Records from a dataset:
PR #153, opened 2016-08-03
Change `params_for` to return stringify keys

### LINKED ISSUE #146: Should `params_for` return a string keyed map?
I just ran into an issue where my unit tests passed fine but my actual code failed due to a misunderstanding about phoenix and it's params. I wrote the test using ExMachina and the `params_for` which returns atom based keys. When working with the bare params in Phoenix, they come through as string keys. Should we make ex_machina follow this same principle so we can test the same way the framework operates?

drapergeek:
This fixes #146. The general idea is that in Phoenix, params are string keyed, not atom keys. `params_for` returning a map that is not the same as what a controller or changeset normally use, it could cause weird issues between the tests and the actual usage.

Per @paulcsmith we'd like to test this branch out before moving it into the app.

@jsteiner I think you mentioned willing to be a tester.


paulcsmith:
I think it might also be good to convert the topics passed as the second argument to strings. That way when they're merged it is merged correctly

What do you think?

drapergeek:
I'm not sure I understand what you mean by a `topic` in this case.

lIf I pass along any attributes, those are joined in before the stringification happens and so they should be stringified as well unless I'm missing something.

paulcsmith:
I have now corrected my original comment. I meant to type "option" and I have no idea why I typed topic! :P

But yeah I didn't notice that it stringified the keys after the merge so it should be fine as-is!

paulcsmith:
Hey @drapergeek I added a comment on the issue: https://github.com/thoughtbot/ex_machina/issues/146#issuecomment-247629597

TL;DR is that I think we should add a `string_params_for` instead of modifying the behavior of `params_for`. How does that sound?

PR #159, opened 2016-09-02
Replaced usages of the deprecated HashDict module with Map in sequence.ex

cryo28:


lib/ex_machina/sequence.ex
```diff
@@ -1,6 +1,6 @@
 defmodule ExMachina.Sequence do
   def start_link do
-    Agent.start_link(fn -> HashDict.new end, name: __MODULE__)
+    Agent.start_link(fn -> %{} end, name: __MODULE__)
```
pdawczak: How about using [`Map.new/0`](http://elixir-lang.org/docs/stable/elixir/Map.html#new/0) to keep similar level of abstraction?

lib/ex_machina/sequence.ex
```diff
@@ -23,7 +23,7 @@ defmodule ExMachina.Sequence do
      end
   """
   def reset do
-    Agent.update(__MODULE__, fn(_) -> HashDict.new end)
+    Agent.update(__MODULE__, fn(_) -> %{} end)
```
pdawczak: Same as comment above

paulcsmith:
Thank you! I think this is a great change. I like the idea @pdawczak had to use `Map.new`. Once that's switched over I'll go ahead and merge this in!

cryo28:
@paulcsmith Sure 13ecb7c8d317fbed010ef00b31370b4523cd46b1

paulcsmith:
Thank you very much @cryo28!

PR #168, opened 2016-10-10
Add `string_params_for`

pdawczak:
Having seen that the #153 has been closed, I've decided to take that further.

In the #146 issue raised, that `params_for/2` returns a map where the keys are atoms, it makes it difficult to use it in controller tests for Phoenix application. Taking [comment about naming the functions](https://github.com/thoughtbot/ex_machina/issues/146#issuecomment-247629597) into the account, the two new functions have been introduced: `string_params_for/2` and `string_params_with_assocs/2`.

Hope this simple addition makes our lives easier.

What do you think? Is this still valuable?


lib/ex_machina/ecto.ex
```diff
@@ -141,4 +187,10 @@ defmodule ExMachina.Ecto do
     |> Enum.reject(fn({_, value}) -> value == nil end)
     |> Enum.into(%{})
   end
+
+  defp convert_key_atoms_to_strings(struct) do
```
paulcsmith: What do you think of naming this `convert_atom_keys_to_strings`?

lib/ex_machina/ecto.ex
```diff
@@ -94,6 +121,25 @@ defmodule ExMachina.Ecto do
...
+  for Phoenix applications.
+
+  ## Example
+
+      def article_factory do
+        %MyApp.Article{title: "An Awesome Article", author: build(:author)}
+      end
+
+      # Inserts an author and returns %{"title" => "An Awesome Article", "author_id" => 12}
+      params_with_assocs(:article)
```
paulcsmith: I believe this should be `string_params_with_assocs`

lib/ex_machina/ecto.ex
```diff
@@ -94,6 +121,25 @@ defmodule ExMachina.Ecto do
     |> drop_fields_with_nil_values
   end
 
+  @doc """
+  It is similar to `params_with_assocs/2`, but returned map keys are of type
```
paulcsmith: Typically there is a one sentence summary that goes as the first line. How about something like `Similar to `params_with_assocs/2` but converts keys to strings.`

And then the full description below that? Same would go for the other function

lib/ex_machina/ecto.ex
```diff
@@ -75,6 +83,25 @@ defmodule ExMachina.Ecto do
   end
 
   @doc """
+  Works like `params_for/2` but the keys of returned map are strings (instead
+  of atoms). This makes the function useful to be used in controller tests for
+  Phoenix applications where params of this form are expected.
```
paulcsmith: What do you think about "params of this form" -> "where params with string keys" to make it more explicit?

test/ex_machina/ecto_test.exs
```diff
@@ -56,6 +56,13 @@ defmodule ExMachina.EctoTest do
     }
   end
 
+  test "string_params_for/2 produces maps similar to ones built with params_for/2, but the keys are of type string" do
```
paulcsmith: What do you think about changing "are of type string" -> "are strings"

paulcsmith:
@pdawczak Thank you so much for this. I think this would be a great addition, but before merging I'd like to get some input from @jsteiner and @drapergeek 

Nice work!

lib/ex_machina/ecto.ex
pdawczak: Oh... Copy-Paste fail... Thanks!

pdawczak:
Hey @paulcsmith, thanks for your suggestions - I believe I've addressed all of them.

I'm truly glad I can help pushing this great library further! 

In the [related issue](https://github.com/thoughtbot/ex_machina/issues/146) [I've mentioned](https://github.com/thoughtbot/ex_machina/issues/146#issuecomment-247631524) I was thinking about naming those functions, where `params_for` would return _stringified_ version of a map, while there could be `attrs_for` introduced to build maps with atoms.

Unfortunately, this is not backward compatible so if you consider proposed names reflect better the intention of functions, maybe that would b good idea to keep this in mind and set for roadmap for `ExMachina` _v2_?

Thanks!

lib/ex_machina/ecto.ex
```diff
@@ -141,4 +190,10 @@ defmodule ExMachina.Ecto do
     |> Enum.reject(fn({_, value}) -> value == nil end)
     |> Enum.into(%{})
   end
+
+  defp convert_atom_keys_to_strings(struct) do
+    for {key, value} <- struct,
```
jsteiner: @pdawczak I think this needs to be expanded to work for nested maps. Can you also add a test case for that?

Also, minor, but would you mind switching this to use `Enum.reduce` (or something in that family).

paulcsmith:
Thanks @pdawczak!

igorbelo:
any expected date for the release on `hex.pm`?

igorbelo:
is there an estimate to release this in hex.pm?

> [ACTION ITEM]:
Lines above that have "believe": copy each of them.

> [SOLUTION TO THE PROBLEM]:
paulcsmith: I believe this should be `string_params_with_assocs`
Hey @paulcsmith, thanks for your suggestions - I believe I've addressed all of them.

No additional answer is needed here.